# invisible fence question



## landdweller (Mar 12, 2011)

I have 3 huge dogs. They are as follows- 6 yr old english mastiff 175 lbs, 9 yr old neopolitan mastiff 160 lbs, and a 2 yr old saint baernard pushing 200 lbs. These dogs are all fixed and were all rescues/ adoptions and were older when I got them. I do not know if they have ever been around and underground invisible fence or not. Do you think a fence like this would work well with such large dogs? My english listens well, my neo listens sometimes, and my saint totally ignores everything I say unless I tell him its time to eat. WHat do u think? IF this woud not work any suggestions. I dont want a cahin link fence( they can jump a 6 ft. fence if they have a good head start. I really dont want privacy fence cause it would mess up the pretty views from our property. I want to keep them confined because our property has neighbors and I heard other dogs barking and chickens crowing. I dont want my dogs to wonder off and be a nuicance to the nieghbors.


----------



## oregon woodsmok (Dec 19, 2010)

They might respect it. You might have a problem with the thick coat on the St insulating so the collar doesn't shock.
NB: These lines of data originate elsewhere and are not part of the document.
PR #112, opened 2020-06-24
[SOFT-235] Add DEFINE make argument, use in Travis

copperium:
This sets the Travis log level to to `LOG_LEVEL_WARN`. Also, make is voodoo.

Also adds a general `DEFINE` make argument that can be used to define arbitrary preprocessor symbols from the command line. We do some funky make witchcraft to make it so that we rebuild all dependencies when the value of `DEFINE` changes but not when it doesn't. (The witchcraft involved is writing the value of `DEFINE` to `build/dep_vars/[x86/stm32f0xx]/DEFINE`, then depending on that file and rewriting the file, triggering a rebuild, if the file's contents don't match the variable.)


Makefile
```diff
@@ -101,6 +105,18 @@ define find_in
 $(foreach folder,$(1),$(wildcard $(folder)/$(2)))
 endef
 
+# Hack to enable depending on a variable - https://stackoverflow.com/a/26147844
+# $(eval $(call dependable_var,variable))
+DEP_VARS :=
```
cathcai, line 110: Can these lines not be combined into `DEP_VARS := $(DEP_VAR_DIR)/$1` ?

PR #113, opened 2020-06-25
[soft-263] - Quick linting and format

tristanle22:
Faster lint/format:

New:

- lint_quick: run lint.py only on changed/new files
- format_quick: run clang-format only changed/new files
- Fix minor bug in make file that didn't use the input projects/libraries in lint and format
- Replace full lint/format with quick lint/format at commit

Thanks to @g-jessmuir and @GeraldNDA for the idea!


Makefile
```diff
@@ -129,29 +132,41 @@ $(foreach proj,$(VALID_PROJECTS),$(call include_proj,$(proj)))
 
 IGNORE_CLEANUP_LIBS := CMSIS FreeRTOS STM32F0xx_StdPeriph_Driver unity FatFs
 FIND_PATHS := $(addprefix -o -path $(LIB_DIR)/,$(IGNORE_CLEANUP_LIBS))
-FIND := find $(PROJ_DIR) $(LIB_DIR) \
+FIND := find $(PROJECT_DIR) $(LIBRARY_DIR) \
 			  \( $(wordlist 2,$(words $(FIND_PATHS)),$(FIND_PATHS)) \) -prune -o \
 				-iname "*.[ch]" -print
+FIND_MOD_NEW := git status --porcelain | grep -v -e "^D" -e "^ D" | grep -e ".*\.c" -e ".*\.h" | cut -c 4-
```
GeraldNDA, line 138: Any reason you chose to do this instead of `git diff --name-only --diff-filter=ACMRT` like `test_format`?

hooks/pre-commit
```diff
@@ -10,4 +10,4 @@ if [[ $GIT_AUTHOR_NAME == 'vagrant' || $GIT_AUTHOR_EMAIL == 'vagrant@midsunbox'
   echo "You didn't set up your git config! Please follow the Software 101 modules on Confluence."
   echo "https://uwmidsun.atlassian.net/wiki/spaces/ELEC/pages/60260353/Module+1+Setup"
   exit 1
-fi
+fi
```
GeraldNDA, line 13: probably not on purpose?

Makefile
tristanle22: Actually I didn't know we have something like that already. The git diff command seems cleaner and already working so I'll switch to that. Thanks for pointing this out!

tristanle22:
@g-jessmuir I created a local test branch, then modify/add/delete .c .h and other files. Run lint_quick and format_quick => verified only works on .c and .h files, deleted and other files are ignored. I verified that lint_quick and format_quick works at commit too.

PR #114, opened 2020-06-26
[SOFT-208] sense_current module for solar

copperium:
`sense_current` is an "implementation" of `sense` that reads from the current sense MCP3427 and dumps it in `data_store` as `DATA_POINT_CURRENT`. Also, I added a bit to `mcp3427_adc` so that the ADC results are always scaled such that the LSB is 62.5uV, and I added a `data_store_is_set` function (and corresponding `data_store_init`) because I realized that some data points might not always be set.


projects/solar/test/test_data_store.c
```diff
@@ -6,47 +6,85 @@
...
+#define VALID_TEST_VALUE 0x1337
+
 void setup_test(void) {
   event_queue_init();
 }
 void teardown_test(void) {}
 
 // Test that we can set and get a value from the data store.
 void test_data_store_set_and_get_basic(void) {
+  TEST_ASSERT_OK(data_store_init());
```
g-jessmuir, line 19: Is there a reason you don't just add `TEST_ASSERT_OK(data_store_init())` to `setup_test()`? I dunno if that's not best practice but it workes, I'm fine with either

projects/solar/test/test_data_store.c
```diff
@@ -6,47 +6,85 @@
...
+
+// Test that |data_store_get_is_set| responds correctly on a null pointer.
+void test_data_store_get_is_set_null_pointer(void) {
+  TEST_ASSERT_OK(data_store_init());
+  TEST_ASSERT_EQUAL(STATUS_CODE_INVALID_ARGS, data_store_get_is_set(VALID_TEST_DATA_POINT, NULL));
 }
 
 // Test that |data_store_done| correctly raises DATA_READY_EVENTs.
 void test_data_store_done_raises_events(void) {
+  TEST_ASSERT_OK(data_store_init());
```
g-jessmuir, line 87: nit: technically you don't need this here, do you?

projects/solar/src/sense_current.c
```diff
@@ -0,0 +1,63 @@
...
+#include "mcp3427_adc.h"
+#include "sense.h"
+#include "solar_config.h"
+#include "solar_events.h"
+
+// we only use one channel on the MCP3427
+#define CURRENT_MCP3427_CHANNEL MCP3427_CHANNEL_1
+
+// after this many faults in a row, we raise a fault event
+#define MAX_CONSECUTIVE_MCP3427_FAULTS 3
```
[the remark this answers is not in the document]
copperium: My philosophy was originally that solar config holds the hardware settings but I think it makes more sense as a general holder for settings for the project. I think it makes sense to move this to solar config.

projects/solar/src/solar_config.c
```diff
@@ -0,0 +1,16 @@
+#include "solar_config.h"
+#include "solar_events.h"
+
+#define SOLAR_MCP3427_CONVERSION_MODE MCP3427_CONVERSION_MODE_CONTINUOUS
+#define SOLAR_MCP3427_SAMPLE_RATE MCP3427_SAMPLE_RATE_12_BIT
```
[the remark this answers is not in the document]
copperium: The philosophy was that these settings are probably going to be reused for the rest of the MCP3427s in the project, but the other settings (pins, I2C port, amp gain (maybe)) will vary by MCP3427, so they shouldn't be #define'd. The data trigger/ready events are already enum values so it'd be redundant to define them again.

projects/solar/test/test_data_store.c
copperium: Probably something weird would happen if an assertion failed in `setup_test`, that's why I didn't put it there

projects/solar/test/test_data_store.c
copperium: Technically no, but it's an implementation detail of the module that `data_store_done` doesn't depend on `data_store_init`, so I prefer not to depend on that.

I don't like invisible fence because it doesn't keep other animals and people out, which is more than half the job of a regular fence. However, invisible fence works quite well in combination with a regular fence to discourage jumpers.

Any dog with enough motivation will run through an invisible fence. How much do your dogs enjoy running and chasing? Are they afraid of loud noises? If so, they very well might not stay inside the invisible fence.


----------



## landdweller (Mar 12, 2011)

My dogs are pretty much not afraid of much. The saint is afraid of thunder storms. The english is afraid of passing cars, but the neo is old and could care less about everything.lol I dont hink it would be a problem keeping people out cause our dogs are very protective of our yard and house.They like to run and chase each other. Our saint is the one I am worried about the most cause he is stubborn and doesnt listen very well. He has selective hearing.He is only a year old. He thinks all dogs like him and want to play. WE were thinking about putting long leads down areas of the propert with a pully typy thing on it and that way they can run but not be chained to a tree or anything util they get used to the property and know where they can and cant go.


----------



## beccachow (Nov 8, 2008)

My chows used to yelp as they ran through it. Even with it on all the way and good contact against the skin. There is a rottie up the street who is ALWAYS down here, just runs through his electric fence. Oregon had it right: it depends on the motivation. My gyus could care less about a shock...there is a whole WORLD out there.


----------



## Maura (Jun 6, 2004)

I knew someone else on another board with six Saints. She used an invisible fence, but she had to shave their necks for the prongs to make contact.


----------



## mekasmom (Jan 19, 2010)

I have pyrs/st bernard with invisible fence. You just have to shave the neck and use long prongs. Set it on the highest setting for a big snap static shock. They learn after a couple of times to not challenge the boundary. It works best if you start high enough to make them feel it rather than starting at a low setting and moving it up as needed. They seem to learn to tolerate it that way, where as a big static snap will stop them the first time.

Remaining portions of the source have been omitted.